My question is really is there a kind of analytic solution to this where you would only have to make two adjustments? or at least be assured of fairly rapid convergence on a setting?
Best Answer
Possibly shouldn't be an answer, but...
The TL/12 (original, 1947) has separate bias (cathode resistor) for each valve; the others generally used a common cathode resistor and there, you do need reasonably well matched valves. You are correct that none (that I know of) used negative grid bias supply, sorry if I misled you on that.
I'm puzzled how you expect the two halves of a classic push-pull amplifier would interact. Each has its own DC feed via half the transformer primary; its own cathode resistor (if automatic bias, except as above) or its own grid bias (if not).
For DC purposes, these are practically independent circuits. Interactions between them are pretty much limited to variation in the main supply voltage, at the centre tap of the primary - which introduces second order effects.
It's not like a transistor amplifier (excluding the transformer coupled ones!) where both halves of the push-pull pair are in series in the same circuit and cannot be biased independently.
So the procedure (for classic push-pull amplifiers) is :
bias first valve to required anode current
bias second valve likewise
check that first has not shifted appreciably
done
And for the Leaks, with automatic bias, that just meant check the voltages across the cathode resistor. Whether you simply replaced valves if out-of-spec or tried to get another year by fiddling the resistor was up to you and your bank account (or valued sources of parts!)
Mismatch between the anode currents will result in modest levels of even harmonic distortion. The two DC currents in the transformer balance out so there is no reduction in available flux before saturation, unless the mismatch is gross.

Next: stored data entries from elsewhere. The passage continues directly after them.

PR #3798, opened 2021-02-17
fix: Prevent ImportCleaner from importing inherited static methods

### LINKED ISSUE #3797: bug: ImportCleaner imports inherited static methods
There's a bug in the ImportCleaner class, causing it to import static methods even though they are inherited. Minimal example:

```java
// base class with static method
public class Base {
    public static int getMeaning() {
        return 42;
    }
}
```

```java
// derived class using inherited static method
public class Derived extends Base {
        System.out.println(getMeaning());
    }
}
```

Running this through the import cleaner will cause it to add `import static Base.getMeaning` to the compilation unit of `Derived`. I'm working on a fix.

slarse:
Fix #3797 

This PR prevents the ImportCleaner from importing static methods that are inherited from a parent class. Such imports cause compile errors if the static method is defined in a class in the default package. At best, they do absolutely nothing.

### DIFF
--- a/src/main/java/spoon/reflect/visitor/ImportCleaner.java
+++ b/src/main/java/spoon/reflect/visitor/ImportCleaner.java
@@ -171,6 +171,7 @@ public class ImportCleaner extends ImportAnalyzer<ImportCleaner.Context> {
 				// we would like to add an import, but we don't know to where
 				return;
 			}
+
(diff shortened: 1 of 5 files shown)


monperrus:
LGTM, thanks!

slarse:
Tested the snapshot on the previously problematic repair case, and it worked! I'll have a new PR for Verificatum on Monday.

PR #3800, opened 2021-02-18
fix: Fix unqualified type reference in catch block becoming qualified

### LINKED ISSUE #3799: bug: Package of unqualified type name in catch not marked as implicit
Given a try/catch like so:

```java
try {
} catch (RuntimeException e) {
}
```
The package of the exception type is not marked as implicit. A side-effect of this is that the type name is printed fully qualified during pretty-printing, like so:

```java
try {
} catch (java.lang.RuntimeException e) {
}
```

This is related to #3268, #3372, #3373

slarse:
Fix #3799 

Fixes the problem by building the type reference with a higher-level method in the JDTTreeHelper, where this particular problem is already addressed. I had to adapt the signature of `JDTTreeBuilderHelper.createCatchVariable()` to also accept a scope for this, but I think this is more correct than it was previously.


monperrus:
LGTM, the fix is surprisingly simple and regular. Will merge.

monperrus:
Thanks @slarse

PR #3801, opened 2021-02-22
doc: fix command line to launch visualization

treaz:
with the list of the current modules I get:
java.lang.module.FindException: Module annotations not found
By updating to --add-modules=ALL-MODULE-PATH, the error is gone and the UI start correctly


monperrus:
@treaz thanks a lot, we love documentation PRs, will merge

Issue #3811, opened 2021-02-26
Sniper printer code formatting problems


woutersmeenk:
I am testing Spoon on our project and there were a number of formatting changes (some with functional impact). I decided too check what happened when rewriting all elements in all files of our projects.

I used the following processor: 
``` java
new AbstractProcessor<CtElement>() {
	public void process(CtElement element) {
		// Do a no-op change, this will force the sniper printer to update the source
		SourcePosition pos = element.getPosition();
		element.setPosition(SourcePosition.NOPOSITION);
		element.setPosition(pos);
	};
}
```

I checked the most important problems and made testcases for them.

The kind of problems:
- Brackets being removed/inserted
- Exception class names being fully qualified
- Comments in conditional statements being incorrectly handled
- Semicolon at end of enums being added
- Comments in enum arguments (causes crash)
- Comment formatting being changed

I suspect there are more issues, but these are the most frequent ones.

slarse:
Hi @woutersmeenk,

Thank you for the bug report and test cases!

What you're presenting here is a worst-case scenario for the sniper printer. In general, the more elements that have been modified, the worse it will perform. When the sniper detects that an element has been modified, it will print it with the default printer, which has its own notion of how to print elements (explaining the addition/removal of braces, semicolons etc). As you've modified every element that has a source position, almost all elements are printed with the default printer. There are only a few things that the sniper can do here, mostly being related to preserving whitespace, but sometimes that backfires.

The one big problem I see in your provided test cases are the inline comments being moved such that they comment out code that shouldn't be commented out. That's bad, and I'll see what I can do about it. Formatting changes are however unavoidable when elements have been modified, as the default printer must take over.

> * Exception class names being fully qualified

This is a bug that's most likely not in the printer. It's probably a failure of Spoon to mark the reference as simply qualified.

> * Comments in enum arguments (causes crash)

I've seen the error before, it's caused by the sniper incorrectly resolving the source code bounds of an element when considering its child elements.

In most cases where types have been edited to a moderate extent, the current sniper printer works very well. Due to its design, it's not well suited to print types that have been extensively modified, especially not when they have been _completely_ modified, as in this case. We're working on a redesign of the sniper (see #3794) that should make it more reliable, but it's still on a conceptual level. It's however likely that we'll focus our efforts on the redesign rather than fixing all bugs in the existing printer. Your test cases present nice benchmarks for implementing the new design.

[...]

PR #3812, opened 2021-02-26
test: Add test for sniper printer issues (#3811)

woutersmeenk:
Tests for issue #3811

### DIFF
--- a/src/test/java/spoon/test/prettyprinter/SniperNoChangeDiffTest.java
+++ b/src/test/java/spoon/test/prettyprinter/SniperNoChangeDiffTest.java
@@ -1,0 +1,81 @@
+package spoon.test.prettyprinter;
+
+import static org.junit.Assert.assertTrue;
+
+import java.io.File;
+import java.io.IOException;
+import java.nio.file.Path;
+import java.nio.file.Paths;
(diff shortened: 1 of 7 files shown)


monperrus:
Added `@Disabled("UnresolvedBug")` to proceed with merge.

slarse:
@monperrus The test is implemented with JUnit4, so a JUnit5 annotation has no effect.

As we're moving away from Junit4 (see #3919), it would be best if we don't merge new JUnit4 test classes, especially parameterized ones (they are vastly different in 4 and 5). This would be best incorporated as a single parameterized test case in the (JUnit5) `TestSniperPrinter` test class.

@woutersmeenk Sorry about the long silence here, we had a tad bit too many stale PRs open and lost track of this one. Do you by any chance have time to incorporate this as a test case in the aforementioned test class? It's understandable if you don't feel like traveling half a year back in time, and I could take over and perform the conversion if you'd like.

woutersmeenk:
@slarse I refactored the test to use JUnit 5 Parameterized tests and added it to `TestSniperPrinter`

slarse (approved):
Thanks @woutersmeenk, looks good to me!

I've seen people (wearing gloves!) pull a valve out and plug in another without noticably distressing the amp (Not recommended though!) I even ran a TL/12 for a couple of poverty-stricken years with an EL34 and a KT66. Sounded lovely, but looked a bit too much like Laurel & Hardy!
Now there may be some reason why the Thorens gives unusual grief, but so far I can't see it. If this is the right schematic the bits I can see look like straightforward independent automatic bias (like the TL/12), and I'd guess the grids are grounded, giving about 35mA in each anode.